Waiting by to serve the rowdy guests, Una damned her lover, challenged him. Look not at her but over here at the one who holds your seed still damp between her legs! But he did not notice her, or did not want to, last night’s passion vanished from his mind.
Black Mary nudged Una from her thoughts. ‘The groom calls out for bridal ale.’ When Una glared at her, she donned surprise. ‘Are ye not always keen to do your master’s bidding?’
Resentment burning in her breast, Una went to serve the couple with the ceremonial ale, a bonding ritual of the Norsefolk that had long preceded Christianity, though Una was unaware of the heathen implications. She stood before the table and leaned across to pour.
Sigurd was forced to look at her then. Their eyes met briefly as he held his cup neath the flow from her pitcher. His face showed not one jot of emotion
. Throughout the junketing and dancing, the oratories from Ulf and Eric and other friends, he did not look at her again.
* * *
It took no supernatural vision to inform Una that she would be the one called upon to prepare the bride for the marriage bed. Whether Black Mary had volunteered her name or whether ’twas a cruel jest by the Lady Ragnhild – who loathed her son’s concubine – it did not really matter. It was as gross a humiliation as could be heaped upon her. Una swore never to forgive Sigurd for allowing it.
Disrobed by the thralls, Estorhild stood in her fine woollen undergarments, totally naive to the identity of the one combing her hair. Black Mary shook the creases from her lady’s marriage gown and folded it away in a chest, enjoying every minute of her sister-in-law’s downfall. Una raked an antler comb through the blonde waves, came to a knot and vented her spleen.
‘Agh! You are too rough.’ Estorhild turned sharply and cuffed the slave. ‘Change places or I shall be bald before I meet my husband.’

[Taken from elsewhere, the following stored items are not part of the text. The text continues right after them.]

PR #434, opened 2024-01-05
fix: is_video func missing h265

giangndm:
Current Codec.is_video function is missing H265 type. This PR just add H265 Codec type to is_video function.


lolgesten (approved):

lolgesten:
I've been avoiding h265 until we have proper support for it, but I guess this one doesn't matter.

PR #437, opened 2024-01-06
Switch rand -> fastrand

algesten:


algesten:
@k0nserv you mind look at this PR?

My investigation of the call sites is that we _don't_ require cryptographic randomness at any of these places. To make it explicit I made a rather verbose proxy-struct of the calls.

k0nserv (approved):
Neat, I was concerned that this is introducing a new dependency, but `fastrand` was already in tree

PR #442, opened 2024-01-14
Robust(er) RTX PT allocation for StreamTx

algesten:
[One of our users reports](https://str0m.zulipchat.com/#narrow/stream/377845-general/topic/Getting.20panic.20.22pt_rtx.20resend.2Fblank.22/near/412721167) that we got an `expect()` that trips. Any expect/unwrap that trips means we have a bug.

`/src/streams/send.rs:382:45: pt_rtx resend/blank`

The code in question:

```rs
  NextPacketKind::Resend(_) | NextPacketKind::Blank(_) => {
      let pt_rtx = param.resend().expect("pt_rtx resend/blank");
```

Whenever we have a `Resend` or `Blank` packet, we assume the RTX PT is known. This is sometimes (apparently) not true. Rather than dwelling on exact root cause, I've rewritten the code in question to have a more robust way of detecting which RTX PT to use. It should also be impossible to produce a `Resend` or `Blank` if the PT isn't known.

### DIFF
--- a/src/streams/send.rs
+++ b/src/streams/send.rs
@@ -116,6 +116,9 @@ pub struct StreamTx {
 
     // downsampled rtx ratio (value, last calculation)
     rtx_ratio: (f32, Instant),
+
+    // The PT to use for padding RTX.
+    pt_for_padding: Option<Pt>,
 }
 
 /// Holder of stats.
@@ -179,6 +182,7 @@ impl StreamTx {
             pending_request_remb: None,
             stats: StreamTxStats::default(),
             rtx_ratio: (0.0, already_happened()),
+            pt_for_padding: None,
         }
     }
 
@@ -305,8 +309,8 @@ impl StreamTx {
         Ok(())
     }
 
-    fn rtx_enabled(&self) -> bool {
-        self.rtx.is_some()
+    fn padding_enabled(&self) -> bool {
+        self.rtx.is_some() && self.pt_for_padding.is_some()
     }
 
     pub(crate) fn poll_packet(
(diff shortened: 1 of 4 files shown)


src/streams/send.rs
```diff
@@ -470,6 +475,14 @@ impl StreamTx {
         let seq_no = next.seq_no;
         self.last_used = now;
 
+        // This is set here due to borrow checker.
+        if self.pt_for_rtx != set_pt_for_rtx {
```
k0nserv, line 479: Can we have a comment here that explains why we do this?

Stupid wee girlie, Una raged inside but, passionless of feature, she handed the long-toothed comb to her sister-in-law who caressed the golden tresses so gently that Estorhild shut her eyes and mouthed pleasure. So soothing was Mary’s comb, it induced confidence from the recipient. ‘Oh, that helps to quiet my breast… I feel as if I have a sparrow in there. I know so little of my husband.’
‘Nor I, my lady.’ Black Mary passed a crafty look at Una over her lady’s shoulder. ‘Mayhap Una can tell ye more.’
Unwitting to the look that passed between the slaves, Estorhild was eager for information. ‘You have been with your master a long time?’
‘Two years, my lady.’ Eyes averted, Una lifted a pitcher and filled a bowl with warm water.
‘And he is a kind master to you?’
Una’s nostrils flared. ‘As kind as a master can be.’ Estorhild was ignorant of the double meaning and met the comment with approval. ‘Then if he is kind to slaves he will surely be kind to his wife.’